• _TASK REQUIREMENTS_
Return every line from the records below in which the word "Division" is found.

• _INPUT DATA_
────

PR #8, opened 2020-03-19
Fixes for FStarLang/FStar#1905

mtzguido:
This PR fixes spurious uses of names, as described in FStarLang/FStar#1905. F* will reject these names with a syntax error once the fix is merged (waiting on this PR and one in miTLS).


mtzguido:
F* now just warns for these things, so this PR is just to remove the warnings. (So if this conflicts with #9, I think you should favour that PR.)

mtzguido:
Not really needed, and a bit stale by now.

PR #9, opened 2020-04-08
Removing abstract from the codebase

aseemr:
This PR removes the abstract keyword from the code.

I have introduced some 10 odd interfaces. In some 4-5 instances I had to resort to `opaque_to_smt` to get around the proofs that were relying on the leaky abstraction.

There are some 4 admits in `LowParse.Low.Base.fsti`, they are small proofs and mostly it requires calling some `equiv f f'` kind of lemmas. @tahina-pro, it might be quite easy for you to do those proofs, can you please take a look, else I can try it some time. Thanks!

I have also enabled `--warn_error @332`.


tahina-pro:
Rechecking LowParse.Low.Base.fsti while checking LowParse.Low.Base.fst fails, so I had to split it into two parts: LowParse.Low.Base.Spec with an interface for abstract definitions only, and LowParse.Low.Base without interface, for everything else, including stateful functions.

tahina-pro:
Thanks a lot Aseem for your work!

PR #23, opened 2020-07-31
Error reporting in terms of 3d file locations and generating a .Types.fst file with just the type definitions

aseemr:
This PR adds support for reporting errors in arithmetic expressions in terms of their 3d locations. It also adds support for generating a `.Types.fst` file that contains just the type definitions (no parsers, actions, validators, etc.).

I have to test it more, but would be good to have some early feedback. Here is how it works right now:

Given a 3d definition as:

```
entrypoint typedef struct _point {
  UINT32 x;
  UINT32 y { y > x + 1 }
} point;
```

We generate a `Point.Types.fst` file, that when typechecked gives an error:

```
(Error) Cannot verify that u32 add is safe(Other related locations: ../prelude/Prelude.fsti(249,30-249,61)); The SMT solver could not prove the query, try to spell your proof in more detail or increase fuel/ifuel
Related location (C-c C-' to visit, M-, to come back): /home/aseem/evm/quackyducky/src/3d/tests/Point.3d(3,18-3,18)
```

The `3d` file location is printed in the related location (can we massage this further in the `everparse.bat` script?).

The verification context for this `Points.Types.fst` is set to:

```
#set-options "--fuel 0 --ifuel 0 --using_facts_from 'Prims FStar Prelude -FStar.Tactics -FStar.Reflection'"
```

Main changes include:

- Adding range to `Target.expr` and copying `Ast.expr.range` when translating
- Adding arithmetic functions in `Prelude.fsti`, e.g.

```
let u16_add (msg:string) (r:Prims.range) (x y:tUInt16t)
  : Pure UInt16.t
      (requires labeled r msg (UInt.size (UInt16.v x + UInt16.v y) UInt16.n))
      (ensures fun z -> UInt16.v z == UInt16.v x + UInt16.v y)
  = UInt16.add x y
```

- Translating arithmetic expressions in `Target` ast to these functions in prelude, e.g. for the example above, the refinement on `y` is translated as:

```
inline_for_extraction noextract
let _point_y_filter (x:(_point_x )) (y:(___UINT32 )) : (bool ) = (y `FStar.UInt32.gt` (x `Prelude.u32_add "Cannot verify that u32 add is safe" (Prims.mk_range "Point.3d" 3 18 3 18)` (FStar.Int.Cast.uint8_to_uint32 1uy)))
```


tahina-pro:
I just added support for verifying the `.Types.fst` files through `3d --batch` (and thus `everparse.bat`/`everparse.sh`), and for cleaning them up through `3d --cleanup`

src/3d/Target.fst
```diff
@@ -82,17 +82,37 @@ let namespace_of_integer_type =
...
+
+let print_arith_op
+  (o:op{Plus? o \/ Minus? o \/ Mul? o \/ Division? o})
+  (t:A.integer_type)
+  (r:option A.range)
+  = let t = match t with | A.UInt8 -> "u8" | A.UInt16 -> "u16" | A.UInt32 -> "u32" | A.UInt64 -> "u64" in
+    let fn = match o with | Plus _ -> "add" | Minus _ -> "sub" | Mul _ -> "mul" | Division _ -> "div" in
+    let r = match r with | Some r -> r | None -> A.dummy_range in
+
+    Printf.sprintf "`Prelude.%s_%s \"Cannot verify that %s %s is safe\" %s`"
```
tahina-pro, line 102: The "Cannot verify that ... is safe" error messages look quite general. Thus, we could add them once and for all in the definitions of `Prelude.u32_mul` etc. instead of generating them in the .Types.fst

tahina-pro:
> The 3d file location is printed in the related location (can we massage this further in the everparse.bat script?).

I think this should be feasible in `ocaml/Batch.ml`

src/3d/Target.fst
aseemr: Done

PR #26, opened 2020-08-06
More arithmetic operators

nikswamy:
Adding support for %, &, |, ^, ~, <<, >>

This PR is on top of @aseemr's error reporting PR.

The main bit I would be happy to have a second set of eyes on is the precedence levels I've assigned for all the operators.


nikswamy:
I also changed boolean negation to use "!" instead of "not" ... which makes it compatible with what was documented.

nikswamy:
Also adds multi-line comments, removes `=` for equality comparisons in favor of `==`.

────

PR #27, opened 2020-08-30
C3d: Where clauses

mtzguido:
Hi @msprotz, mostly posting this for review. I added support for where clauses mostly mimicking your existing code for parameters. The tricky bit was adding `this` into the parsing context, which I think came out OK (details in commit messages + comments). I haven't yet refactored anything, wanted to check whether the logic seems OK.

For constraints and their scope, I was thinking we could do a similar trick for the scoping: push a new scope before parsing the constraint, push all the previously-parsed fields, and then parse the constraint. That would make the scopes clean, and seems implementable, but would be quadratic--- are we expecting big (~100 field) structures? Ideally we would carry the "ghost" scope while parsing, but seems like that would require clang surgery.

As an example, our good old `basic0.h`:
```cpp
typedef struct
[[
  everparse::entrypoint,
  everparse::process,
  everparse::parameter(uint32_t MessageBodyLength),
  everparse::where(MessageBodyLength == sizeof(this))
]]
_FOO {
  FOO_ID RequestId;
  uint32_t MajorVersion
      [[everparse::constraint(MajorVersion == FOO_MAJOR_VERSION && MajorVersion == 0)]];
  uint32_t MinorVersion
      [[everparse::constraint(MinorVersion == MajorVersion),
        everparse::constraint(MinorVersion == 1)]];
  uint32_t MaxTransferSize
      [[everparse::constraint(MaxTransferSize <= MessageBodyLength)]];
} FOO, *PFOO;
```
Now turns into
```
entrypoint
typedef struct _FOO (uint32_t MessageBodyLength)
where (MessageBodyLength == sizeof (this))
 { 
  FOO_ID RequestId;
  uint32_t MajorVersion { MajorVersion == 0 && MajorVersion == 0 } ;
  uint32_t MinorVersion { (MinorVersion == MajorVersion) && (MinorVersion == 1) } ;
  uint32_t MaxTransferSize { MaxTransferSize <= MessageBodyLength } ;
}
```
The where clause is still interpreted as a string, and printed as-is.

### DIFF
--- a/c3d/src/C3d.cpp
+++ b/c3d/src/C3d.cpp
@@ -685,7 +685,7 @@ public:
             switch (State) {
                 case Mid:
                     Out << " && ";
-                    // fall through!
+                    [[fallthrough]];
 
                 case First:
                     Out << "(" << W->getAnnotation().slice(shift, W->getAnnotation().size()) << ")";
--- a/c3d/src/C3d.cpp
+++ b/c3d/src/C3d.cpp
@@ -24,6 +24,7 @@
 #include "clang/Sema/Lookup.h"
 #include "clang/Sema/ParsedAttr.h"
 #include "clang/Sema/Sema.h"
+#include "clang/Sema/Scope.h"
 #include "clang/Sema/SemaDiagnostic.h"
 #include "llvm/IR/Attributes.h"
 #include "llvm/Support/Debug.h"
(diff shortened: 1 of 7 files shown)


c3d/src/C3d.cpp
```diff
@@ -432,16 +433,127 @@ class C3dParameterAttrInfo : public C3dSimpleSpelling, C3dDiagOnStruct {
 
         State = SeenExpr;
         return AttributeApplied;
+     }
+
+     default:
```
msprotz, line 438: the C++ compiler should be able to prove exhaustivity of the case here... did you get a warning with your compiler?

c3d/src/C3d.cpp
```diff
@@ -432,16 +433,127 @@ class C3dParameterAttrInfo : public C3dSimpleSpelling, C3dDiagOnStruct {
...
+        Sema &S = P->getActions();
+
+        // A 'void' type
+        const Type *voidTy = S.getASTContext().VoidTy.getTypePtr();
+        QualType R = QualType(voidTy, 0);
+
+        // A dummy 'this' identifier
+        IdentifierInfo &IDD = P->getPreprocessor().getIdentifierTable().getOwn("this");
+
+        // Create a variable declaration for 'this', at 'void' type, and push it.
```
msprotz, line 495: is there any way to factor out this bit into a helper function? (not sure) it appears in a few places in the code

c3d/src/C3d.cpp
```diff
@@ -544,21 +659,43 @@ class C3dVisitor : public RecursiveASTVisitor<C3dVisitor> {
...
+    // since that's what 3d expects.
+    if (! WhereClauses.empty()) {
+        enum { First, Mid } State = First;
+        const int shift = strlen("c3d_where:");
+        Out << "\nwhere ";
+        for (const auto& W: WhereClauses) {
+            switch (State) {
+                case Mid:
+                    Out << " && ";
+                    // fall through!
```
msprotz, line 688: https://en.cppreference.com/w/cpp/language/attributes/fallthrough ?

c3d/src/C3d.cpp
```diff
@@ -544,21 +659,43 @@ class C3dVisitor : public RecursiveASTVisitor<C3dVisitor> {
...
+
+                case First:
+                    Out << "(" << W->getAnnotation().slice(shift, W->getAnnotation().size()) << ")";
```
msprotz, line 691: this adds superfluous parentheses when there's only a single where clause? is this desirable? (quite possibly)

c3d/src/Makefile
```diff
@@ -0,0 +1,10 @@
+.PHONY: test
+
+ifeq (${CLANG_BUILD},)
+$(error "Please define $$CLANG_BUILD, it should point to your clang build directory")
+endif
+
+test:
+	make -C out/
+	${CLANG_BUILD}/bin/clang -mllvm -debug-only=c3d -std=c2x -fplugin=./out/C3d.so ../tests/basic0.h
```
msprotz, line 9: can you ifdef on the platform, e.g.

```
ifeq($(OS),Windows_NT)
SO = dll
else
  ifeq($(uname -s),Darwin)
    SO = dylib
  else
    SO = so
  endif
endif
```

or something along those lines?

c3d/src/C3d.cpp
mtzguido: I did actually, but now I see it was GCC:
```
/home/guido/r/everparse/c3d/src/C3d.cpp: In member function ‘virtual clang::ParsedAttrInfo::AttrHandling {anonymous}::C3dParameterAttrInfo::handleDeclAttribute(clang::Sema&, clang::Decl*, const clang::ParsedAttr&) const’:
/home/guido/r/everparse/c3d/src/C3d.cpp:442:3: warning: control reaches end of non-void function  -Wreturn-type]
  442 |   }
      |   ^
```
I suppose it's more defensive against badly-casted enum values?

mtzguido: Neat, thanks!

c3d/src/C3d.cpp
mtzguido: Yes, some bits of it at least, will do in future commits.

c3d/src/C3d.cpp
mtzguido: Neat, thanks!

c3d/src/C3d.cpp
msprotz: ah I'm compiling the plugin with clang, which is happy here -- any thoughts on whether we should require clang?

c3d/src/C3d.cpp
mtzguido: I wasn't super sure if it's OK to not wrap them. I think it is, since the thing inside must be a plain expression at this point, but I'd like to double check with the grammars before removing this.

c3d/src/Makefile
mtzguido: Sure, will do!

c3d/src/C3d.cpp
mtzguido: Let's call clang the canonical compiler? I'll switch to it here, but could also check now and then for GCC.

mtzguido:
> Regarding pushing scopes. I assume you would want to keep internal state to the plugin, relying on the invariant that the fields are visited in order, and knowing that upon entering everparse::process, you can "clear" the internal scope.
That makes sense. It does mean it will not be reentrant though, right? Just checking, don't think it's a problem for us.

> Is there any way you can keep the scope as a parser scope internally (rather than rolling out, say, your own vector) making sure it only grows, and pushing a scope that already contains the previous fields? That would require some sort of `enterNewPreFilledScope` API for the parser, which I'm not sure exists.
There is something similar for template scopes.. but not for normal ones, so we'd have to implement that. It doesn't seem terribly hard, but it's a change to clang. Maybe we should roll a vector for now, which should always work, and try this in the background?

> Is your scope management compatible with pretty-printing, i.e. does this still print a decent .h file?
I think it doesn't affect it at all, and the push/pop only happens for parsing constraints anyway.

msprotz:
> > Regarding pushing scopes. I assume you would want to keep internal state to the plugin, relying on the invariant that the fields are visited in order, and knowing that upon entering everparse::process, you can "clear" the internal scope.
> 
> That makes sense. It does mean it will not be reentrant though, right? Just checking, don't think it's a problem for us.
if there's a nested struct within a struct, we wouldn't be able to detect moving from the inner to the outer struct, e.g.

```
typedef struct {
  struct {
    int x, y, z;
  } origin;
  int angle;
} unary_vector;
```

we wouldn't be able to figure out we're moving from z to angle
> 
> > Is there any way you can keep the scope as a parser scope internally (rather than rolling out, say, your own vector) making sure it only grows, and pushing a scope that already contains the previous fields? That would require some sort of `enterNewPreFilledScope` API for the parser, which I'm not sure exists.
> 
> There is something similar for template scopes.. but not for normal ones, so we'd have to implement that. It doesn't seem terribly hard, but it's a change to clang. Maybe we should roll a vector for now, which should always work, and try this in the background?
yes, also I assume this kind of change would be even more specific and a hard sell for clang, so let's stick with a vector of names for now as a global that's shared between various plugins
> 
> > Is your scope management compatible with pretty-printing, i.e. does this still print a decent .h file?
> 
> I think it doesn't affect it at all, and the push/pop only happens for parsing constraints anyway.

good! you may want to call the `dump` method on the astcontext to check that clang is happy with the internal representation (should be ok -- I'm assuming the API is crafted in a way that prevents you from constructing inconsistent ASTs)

────

• _REPLY_
+  (o:op{Plus? o \/ Minus? o \/ Mul? o \/ Division? o})
+    let fn = match o with | Plus _ -> "add" | Minus _ -> "sub" | Mul _ -> "mul" | Division _ -> "div" in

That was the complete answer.